VAST tag validation in Go with vastlint-go
Short answer: use vastlint-go when you need in-process VAST XML validation in a Go service, ad server, SSP, DSP, or CI workflow.
It wraps the same validation core used by the web validator and CLI, but the API is shaped for Go callers. The big practical advantage is deployment: prebuilt static libraries are bundled, so Go teams do not need to add a Rust toolchain to their build fleet.
Why use the Go binding
- Go-native API for production services and QA pipelines
- Same core rule coverage as the CLI, web app, and Rust library
- No Rust toolchain required for callers
- Good fit for real-time ad-tech systems where validation must stay in-process
Install
go get github.com/aleksUIX/vastlint-goMinimal example
import vastlint "github.com/aleksUIX/vastlint-go"
result, err := vastlint.Validate(xmlBytes)
if err != nil {
log.Fatal(err)
}
if !result.Valid {
for _, issue := range result.Issues {
log.Printf("[%s] %s: %s", issue.Severity, issue.ID, issue.Message)
}
}Why validate VAST in-process
A broken VAST tag does not fail loudly. It burns an impression. The player loads, the auction clears, the publisher gets charged, and the viewer sees nothing. At a 5% invalid rate and a $5 CPM, that is real money leaking on every thousand auctions, and you only find out from player-side error beacons after the fact.

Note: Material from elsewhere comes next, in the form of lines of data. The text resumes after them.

PR #369, opened 2016-12-14
Add exception for when extra parameters are supplied

wilsonge:
This adds custom exception type for when too many parameters are supplied. 

This bit is relatively straightforward so I'm separating it out from the Parameter validation which is probably going to be much more complex

### DIFF
--- a/connexion/exceptions.py
+++ b/connexion/exceptions.py
@@ -1,4 +1,5 @@
-from werkzeug.exceptions import BadRequest, Forbidden, HTTPException, Unauthorized
+from werkzeug.exceptions import BadRequest, Forbidden, HTTPException,
+                                Unauthorized
 
 
 class ConnexionException(Exception):
--- a/connexion/exceptions.py
+++ b/connexion/exceptions.py
@@ -1,4 +1,4 @@
-from werkzeug.exceptions import BadRequest, Forbidden, HTTPException,
+from werkzeug.exceptions import BadRequest, Forbidden, HTTPException,\
                                 Unauthorized
 
 
--- a/connexion/exceptions.py
+++ b/connexion/exceptions.py
@@ -1,5 +1,5 @@
-from werkzeug.exceptions import BadRequest, Forbidden, HTTPException,\
-                                Unauthorized
+from werkzeug.exceptions import (BadRequest, Forbidden, HTTPException,
+                                 Unauthorized)
 
 
 class ConnexionException(Exception):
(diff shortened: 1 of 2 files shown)


wilsonge:
OK What's the code sniffer after here? Not seeing it

connexion/exceptions.py
```diff
@@ -95,3 +96,20 @@ def __init__(self, token_scopes, required_scopes, title=None, **kwargs):
         self.missing_scopes = required_scopes - token_scopes
 
         super(OAuthScopeProblem, self).__init__(title=title, **kwargs)
+
+
+class ExtraParameterProblem(ProblemException, BadRequest):
+    def __init__(self, formdata_parameters, query_parameters, title=None, description=None, **kwargs):
```
rafaelcaricio: We should separate this in two different Exceptions (one for formdata and another for query). The way it is now this exception means "there is a extra parameter in formdata or query or both, I am not sure". This is not good.

rafaelcaricio: So with this idea we would have a handle of this exception that could render something like:

```json
{
   "type": "https://example.net/validation-error",
   "title": "Your request has extra parameters.",
   "extra-query-params": ["name", "age"],
   "extra-formdata-params": ["reason", "color"]
}
```

wilsonge: Correct. Or you could have something like:

```
{
    "type": "https://example.net/validation-error",
    "title": "Your request has extra parameters in the query.",
    "extra_params": ["name", "age"],
}
```
Or like you can keep b/c with the existing code (like i have with the description)

The point is having all this information in the exception allows you the choice :) You're giving the user as much information as possible to allow them to render the exception into the format they decide is most optimal for their use case.

rafaelcaricio: Ok. Sounds good.

rafaelcaricio:
@wilsonge Could you please start some docs about the exceptions in Connexion? If not I will open an issue for that.

rafaelcaricio:
Also please fix the imports ordering:
```patch
--- /home/travis/build/zalando/connexion/connexion/exceptions.py:before	2016-12-14 14:34:03.012488
+++ /home/travis/build/zalando/connexion/connexion/exceptions.py:after	2016-12-14 14:36:53.691374
@@ -1,5 +1,5 @@
-from werkzeug.exceptions import BadRequest, Forbidden, HTTPException,\
-                                Unauthorized
+from werkzeug.exceptions import (BadRequest, Forbidden, HTTPException,
+                                 Unauthorized)
```

rafaelcaricio:
👍

wilsonge:
https://github.com/zalando/connexion/pull/371 Here's a start on the docs

hjacobs:
@wilsonge thanks!

PR #370, opened 2016-12-14
Add tests for the parameter validation method

wilsonge:
Some extra tests for the `connexion.decorators.validation.ParameterValidator.validate_parameter` method - before I start to try working on things


hjacobs:
:+1:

A sidecar or remote validation service cannot live in that path. At bidder QPS, a network hop per creative adds latency you do not have and a dependency that can take the whole auction down with it. In-process validation runs in the same address space (on the order of a few hundred microseconds per tag), so it fits inside the bid timeout instead of competing with it. That is the whole reason this is a Go library and not an HTTP endpoint.

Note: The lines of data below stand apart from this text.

PR #379, opened 2017-01-07
Support the flask url variable converter "path"

patrickw276:
The Flask variable converter "path" allows url variables to include forward slashes in their values. This PR adds support for that feature if the Swagger specification indicates that a route parameter's format is "path". 

Example:

    parameters:
      - name: name
        in: path
        required: true
        format: path
        type: string

will add a route parameter `<path:name>`.

Excerpt from the Swagger specification:

> the format property is an open string-valued property, and can have any value to support documentation needs. Formats such as "email", "uuid", etc., can be used even though they are not defined by this specification.

### DIFF
--- a/docs/routing.rst
+++ b/docs/routing.rst
@@ -90,6 +90,30 @@ under-score is encountered. As an example:
 Without this sanitation it would e.g. be impossible to implement an
 [OData](http://www.odata.org) API.
 
+Parameter Variable Converters
+-----------------------------
+
+Connexion supports Flask's ``int``, ``float``, and ``path`` route parameter
+`variable converters
+<http://flask.pocoo.org/docs/0.12/quickstart/#variable-rules>`_.
+Specify a route parameter's type as ``integer`` or ``number`` or its type as
+``string`` and its format as ``path`` to use these converters. For example:
+
+.. code-block:: yaml
+
+  paths:
+    /greeting/{name}:
+      # ...
+      parameters:
+        - name: name
+          in: path
+          required: true
+          type: string
+          format: path
+
+will create an equivalent Flask route ``/greeting/<path:name>``, allowing
+requests to include forward slashes in the ``name`` url variable.
+
 API Versioning and basePath
 ---------------------------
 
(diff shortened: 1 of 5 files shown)


hjacobs:
@patrickw276 thanks for the PR! :smile: 

I had to check what the OpenAPI spec says about forward slashes. Apparently it says "nothing" (https://github.com/OAI/OpenAPI-Specification/blob/master/versions/2.0.md#pathsObject), so I think your approach is good and does not validate any specification.

hjacobs:
:+1:

hjacobs:
@patrickw276 LGTM, I'll just wait for @rafaelcaricio and @jmcs to have a look at it.

hjacobs:
@patrickw276 can you add a small section in the ["Routing" docs](https://connexion.readthedocs.io/en/latest/routing.html) about this new feature (https://github.com/zalando/connexion/blob/master/docs/routing.rst)? Thanks!

patrickw276:
Thanks for the quick PR review @hjacobs. :smile:

I updated docs/routing.rst with a short section on parameter variable converters.

docs/routing.rst
```diff
@@ -90,6 +90,28 @@ under-score is encountered. As an example:
 Without this sanitation it would e.g. be impossible to implement an
 [OData](http://www.odata.org) API.
 
+Parameter Variable Converters
+-----------------------------
+
+Connexion supports Flask's ``int``, ``float``, and ``path`` route parameter
```
hjacobs: Can you link to the relevant Flask docs here?

docs/routing.rst
```diff
@@ -90,6 +90,28 @@ under-score is encountered. As an example:
...
+    /greeting/{name}:
+      # ...
+      parameters:
+        - name: name
+          in: path
+          required: true
+          type: string
+          format: path
+
+will create an equivalent Flask route ``/greeting/<path:name>``.
```
hjacobs: I would add one sentence on the implications, i.e. that the greeting name (in this example) can now contain forward slashes.

patrickw276:
Updated to address documentation comments. :smile:

hjacobs:
:+1:

rafaelcaricio:
👍

PR #382, opened 2017-01-10
fix content-type header bug

### LINKED ISSUE #381: Incorrect Mimetype/Content-Type Handling
I think there may be a bug in Content-Type/Mimetype handling.

If an operation has a single `produces` type defined in swagger and the implementation returns a flask Response object, both the swagger `produces` value and the Response object's `content-type` are returned. Example:

```yaml
operationId: app.get_greeting
produces:
  - text/plain
```

with the implementation:

```python
def post_greeting(name):
    response = flask.make_response('Hello {}\n'.format(name))
    response.headers['content-type'] = 'text/plain'
    response.mimetype = 'text/plain'
    return response
```

`curl -v` request to the route returns:

```
< Content-Type: text/plain; charset=utf-8
< Content-Length: 11
< Content-Type: text/plain; charset=utf-8
< Content-Length: 11
```

If you don't specifically set the Response object's content-type or mimetype, then the following is returned. 

```
< Content-Type: text/plain; charset=utf-8
< Content-Length: 11
< Content-Type: text/html; charset=utf-8
< Content-Length: 11
```

This is a bigger issue when an operation has multiple `produces` values. If you use the same code as above with an added `application/json` to the `produces` values, `application/json` is always returned in addition to `text/plain`. 

```
< Content-Type: application/json
< Content-Length: 11
< Content-Type: text/plain; charset=utf-8
< Content-Length: 11
```

I suspect that the code causing this issue is in `connexion/decorator.py::BeginOfRequestLifecycleDecorator.get_response_container`.

patrickw276:
Fixes #381.

### DIFF
--- a/connexion/decorators/decorator.py
+++ b/connexion/decorators/decorator.py
@@ -174,8 +174,8 @@ class ResponseContainer(object):
         :rtype: flask.Response
         """
         self._response = flask.current_app.response_class(
-            self.data, mimetype=self.mimetype)  # type: flask.Response
+            self.data, mimetype=self.mimetype, content_type=self.headers.get('content-type'),
+            headers=self.headers)  # type: flask.Response
         self._response.status_code = self.status_code
-        self._response.headers.extend(self.headers)
 
         return self._response
--- a/tests/decorators/test_decorators.py
+++ b/tests/decorators/test_decorators.py
@@ -1,0 +1,15 @@
+import flask
+from connexion.decorators.decorator import ResponseContainer
+
+
+def test_response_container_content_type():
+    app = flask.Flask(__name__)
+    response = flask.Response(response='test response', content_type='text/plain')
+    container = ResponseContainer(mimetype='application/json', response=response)
+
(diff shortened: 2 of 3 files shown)


rafaelcaricio:
👍

hjacobs:
Can someone clarify the use of `mimetype` vs. `content_type`?

rafaelcaricio:
@hjacobs 

> _The mimetype (content type without charset etc.)_
ref: http://flask.pocoo.org/docs/0.12/api/#flask.Response.mimetype

hjacobs:
@rafaelcaricio yes, but why is it different in the test (`text/plain` vs `application/json`) and what's the "supposed" meaning at that point (container has "default" mimetype and response overwrites it?)?

rafaelcaricio:
@hjacobs in this case it's because we supposed to return a the `flask.Response` without modifications. So whatever is set in the `flask.Response` should be in the final object.

hjacobs:
:+1:

PR #383, opened 2017-01-11
Problem as exceptions should convert properly to problem responses

rafaelcaricio:
The `ProblemException` is an internal behaviour of Connexion and shouldn't mix with the Flask responses. Furthermore, the previous implementation of the `ProblemException` introduced in #368 could not be converted directly to problem responses. This PR fixed this.


jmcs:
:+1:

PR #384, opened 2017-01-12
ProblemExceptions should be caught by our common handler

rafaelcaricio:
- `ProblemException` should be caught by the common handler.


jmcs:
:+1:

Issue #380, opened 2017-01-09
Framework-agnostic Connexion


garbas:
Hi,

First thank you for a great work you did, at Mozilla Release Engineering team we started using it few months ago and it proved to be the step into the right direction.

Currently Connexion is very flask specific which worked ok for initial work we are doing and since majority of our team is familiar with flask. But talking to others at Mozilla they like the idea but would like to use their existing framework. You think it would be worthwhile having Connexion being a cross framework utility, with framework specific helpers/layers.

I was wondering if you would be interesting into such contribution? Of course I would consider doing (and later helping maintain it) the majority of the work, since I'm proposing it.

I guess first step could be making Connexion framework agnostic. Since this would mainly involve re-organization of the code, we might also meet in person (I'm based in Berlin).

rafaelcaricio:
Hi @garbas ,

Thank you for the feedback we really appreciate it.

About making Connexion more framework agnostic, Yes. I was discussing about it some time ago with @jmcs and this is something that we are interested in working on. That is something that I personally would like to be involved with, so I would be willing to join you in making this idea move forward. Connexion cold evolve to be like a library/layer over other frameworks (Tornado/Django/etc).

We can setup some time to sit in person as well, that would be cool! 😃

garbas:
@rafaelcaricio awesome! I will ping you on twitter to meet in person.

I expect what we will come up with we will post here (or in additional PR) for further discussion to not exclude others.

tarekziade:
Hi all, thanks @garbas for starting this.

What I would be interested in is too see if there's a layer between Connexion and Swagger that can be reused as a lib without making any assumptions on how its actually used in a web framework (spec=>code or code=>spec, how it's linked to views etc) (a little bit like bravado-core but specific to the server-side)
 
I started to work on this on my side but I'd love to see if we can share some stuff

hjacobs:
@garbas @rafaelcaricio I would also be happy to join any Berlin meeting :smile:

jonathansp:
It would be awesome! I'm currently using connexion in a personal project and after writing some code I realized that it's very flask-specific while frameworks such as tornado and django have a few libraries for open API initiative. Thanks for starting this thread @garbas. Please let me know if I can help.

hjacobs:
Thoughts:

* `pip install connexion` should only install core features (i.e. not pulling in Flask or any other web framework)
* `connexion` console script will tell user to install at least one supported web framework of their choice (like Flask or Pyramid)
[...]

PR #386, opened 2017-01-12
Frameworks

hjacobs:
First goal to decouple Connexion from Flask: extract calls to Flask into the new `Framework` interface.

Addresses #380 

** WORK IN PROGRESS - DO NOT MERGE **

PR opened for discussion cc @garbas

### DIFF
--- a/connexion/api.py
+++ b/connexion/api.py
@@ -3,17 +3,12 @@ import logging
 import pathlib
 import sys
 
-import flask
 import jinja2
 import six
-import werkzeug.exceptions
-
 import yaml
 from swagger_spec_validator.validator20 import validate_spec
 
-from . import utils
 from .exceptions import ResolverError
-from .handlers import AuthErrorHandler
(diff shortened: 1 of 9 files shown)


dutradda:
@hjacobs are you working on it now?
I am thinking to code to decouple flask from the validators classes.
I am creating a AioHttpFramework class and I stuck on validators. Can I decouple this things and the all things that I will need to create the AioHttpFramework?
I am thinking to create two simple namedtuple for Request/Response to wrap from on frameworks. This is necessary because all the frameworks have differents interfaces, and the connexion needs to have it own request/response interface.
So the Framework class should has two more abstract methods: _request_decorator and _response_decorator. This methods will do the conversion from frameworks request/response types to connexion types.

rafaelcaricio:
@dutradda You can move forward with that.

rafaelcaricio:
For now we are moving forward with #394. Closing this.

Where it lands in an SSP, DSP, or ad server
The right place to validate is the moment a creative crosses a trust boundary, when you receive a bid response from a demand partner, or when you accept a tag into your ad server. In OpenRTB the VAST arrives in seatbid.bid.adm (or behind nurl); that string is the thing to check before you forward it to the player.
- SSP / exchange, pre-bid rejection: validate the winning bid's VAST before you accept it. If it is broken, fall through to the next eligible bid. The auction already ran, so there is no added latency to the viewer.
- DSP / demand, outbound QA: validate the creative you are about to bid with so you never win an impression you cannot render.
- Async quality monitoring: fire validation in a goroutine after the bid is served and aggregate error rates per demand partner to enforce SLAs and drop chronic offenders.
- SSAI / ad insertion: validate each ad before stitching it into the manifest, so a malformed creative never reaches the packager or the CDN.
- Ad server, trafficking and ingestion: reject bad tags at upload time instead of at playback.
// Pre-bid creative rejection with waterfall fallback.
// The VAST lives in the OpenRTB bid response at seatbid.bid.adm.
func selectWinningBid(ranked []Bid) (*Bid, error) {
for _, bid := range ranked {
result, _ := vastlint.Validate([]byte(bid.AdM))
if result.Valid {
return &bid, nil
}
// Broken creative; drop it and fall to the next eligible bid.
// The auction already ran, so the viewer sees no extra latency.
metrics.RecordBadCreative(bid.DemandPartner, result)
}
return nil, ErrNoValidBid // serve a house ad rather than a blank slot
}When not to use the Go binding
If you just want a quick manual answer, use the web validator. If you only have a live tag URL, use the tester. If the real problem is wrapper depth or redirect chains, jump to the inspector.